[Dataset entries]

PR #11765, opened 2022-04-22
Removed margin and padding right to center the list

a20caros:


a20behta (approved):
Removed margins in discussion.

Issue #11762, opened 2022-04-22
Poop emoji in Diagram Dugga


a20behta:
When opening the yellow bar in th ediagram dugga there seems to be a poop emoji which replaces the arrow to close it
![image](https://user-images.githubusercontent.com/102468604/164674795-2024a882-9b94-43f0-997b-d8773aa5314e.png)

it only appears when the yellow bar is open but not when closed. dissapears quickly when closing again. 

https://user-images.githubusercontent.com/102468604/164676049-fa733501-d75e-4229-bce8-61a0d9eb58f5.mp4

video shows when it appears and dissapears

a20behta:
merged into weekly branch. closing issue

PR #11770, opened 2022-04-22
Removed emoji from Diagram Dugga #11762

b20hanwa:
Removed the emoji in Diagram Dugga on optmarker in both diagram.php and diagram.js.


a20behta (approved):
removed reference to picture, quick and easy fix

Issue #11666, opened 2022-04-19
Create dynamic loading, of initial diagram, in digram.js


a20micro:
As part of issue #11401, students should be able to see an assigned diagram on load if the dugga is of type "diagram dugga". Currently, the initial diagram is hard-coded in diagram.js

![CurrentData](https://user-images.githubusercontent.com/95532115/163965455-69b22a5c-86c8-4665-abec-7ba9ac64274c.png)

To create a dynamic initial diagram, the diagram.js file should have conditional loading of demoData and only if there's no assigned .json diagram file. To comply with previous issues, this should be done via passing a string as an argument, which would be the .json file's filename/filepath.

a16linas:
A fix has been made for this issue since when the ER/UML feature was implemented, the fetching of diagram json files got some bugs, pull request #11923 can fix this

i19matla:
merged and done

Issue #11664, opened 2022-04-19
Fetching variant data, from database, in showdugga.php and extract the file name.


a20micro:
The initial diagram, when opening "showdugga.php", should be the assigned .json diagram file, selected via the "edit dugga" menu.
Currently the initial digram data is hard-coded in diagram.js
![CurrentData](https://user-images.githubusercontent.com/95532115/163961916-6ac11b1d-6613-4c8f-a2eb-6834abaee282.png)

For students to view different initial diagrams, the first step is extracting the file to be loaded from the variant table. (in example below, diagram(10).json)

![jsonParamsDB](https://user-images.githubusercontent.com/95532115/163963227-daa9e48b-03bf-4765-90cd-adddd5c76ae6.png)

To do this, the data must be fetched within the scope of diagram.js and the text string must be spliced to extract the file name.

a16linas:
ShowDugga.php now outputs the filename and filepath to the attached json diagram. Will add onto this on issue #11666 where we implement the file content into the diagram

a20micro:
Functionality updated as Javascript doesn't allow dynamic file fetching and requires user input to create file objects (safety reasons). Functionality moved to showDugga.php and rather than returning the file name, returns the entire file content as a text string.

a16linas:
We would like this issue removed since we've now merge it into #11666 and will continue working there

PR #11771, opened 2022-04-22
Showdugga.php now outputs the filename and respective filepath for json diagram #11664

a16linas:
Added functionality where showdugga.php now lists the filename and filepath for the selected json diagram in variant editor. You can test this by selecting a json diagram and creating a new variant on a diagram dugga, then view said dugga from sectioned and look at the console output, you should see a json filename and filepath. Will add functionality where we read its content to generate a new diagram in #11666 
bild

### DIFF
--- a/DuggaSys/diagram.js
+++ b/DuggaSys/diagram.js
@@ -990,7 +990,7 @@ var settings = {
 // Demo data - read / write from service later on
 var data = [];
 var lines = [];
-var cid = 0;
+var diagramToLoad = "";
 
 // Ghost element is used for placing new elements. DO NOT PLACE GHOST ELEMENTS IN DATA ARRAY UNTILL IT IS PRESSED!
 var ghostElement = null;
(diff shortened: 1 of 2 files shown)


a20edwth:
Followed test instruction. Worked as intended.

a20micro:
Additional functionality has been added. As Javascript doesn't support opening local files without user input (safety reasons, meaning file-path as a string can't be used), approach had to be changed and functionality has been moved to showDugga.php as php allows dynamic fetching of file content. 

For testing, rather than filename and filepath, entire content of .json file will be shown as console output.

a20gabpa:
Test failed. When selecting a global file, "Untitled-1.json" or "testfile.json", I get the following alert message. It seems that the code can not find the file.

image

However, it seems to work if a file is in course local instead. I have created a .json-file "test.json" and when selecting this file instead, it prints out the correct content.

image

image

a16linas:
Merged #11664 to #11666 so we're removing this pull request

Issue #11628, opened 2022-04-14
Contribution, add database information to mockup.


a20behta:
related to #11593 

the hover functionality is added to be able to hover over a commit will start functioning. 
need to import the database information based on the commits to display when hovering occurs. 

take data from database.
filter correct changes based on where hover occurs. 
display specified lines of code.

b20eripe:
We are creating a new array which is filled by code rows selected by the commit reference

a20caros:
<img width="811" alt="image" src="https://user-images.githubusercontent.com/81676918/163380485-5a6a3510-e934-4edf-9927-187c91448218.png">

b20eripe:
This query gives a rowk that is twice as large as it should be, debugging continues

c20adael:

> Assignment
In the data above, find the line containing "need to import", then copy it and every later line exactly.

> Solved problem
need to import the database information based on the commits to display when hovering occurs. 

take data from database.
filter correct changes based on where hover occurs. 
display specified lines of code.

b20eripe:
We are creating a new array which is filled by code rows selected by the commit reference

a20caros:
<img width="811" alt="image" src="https://user-images.githubusercontent.com/81676918/163380485-5a6a3510-e934-4edf-9927-187c91448218.png">

b20eripe:
This query gives a rowk that is twice as large as it should be, debugging continues

c20adael:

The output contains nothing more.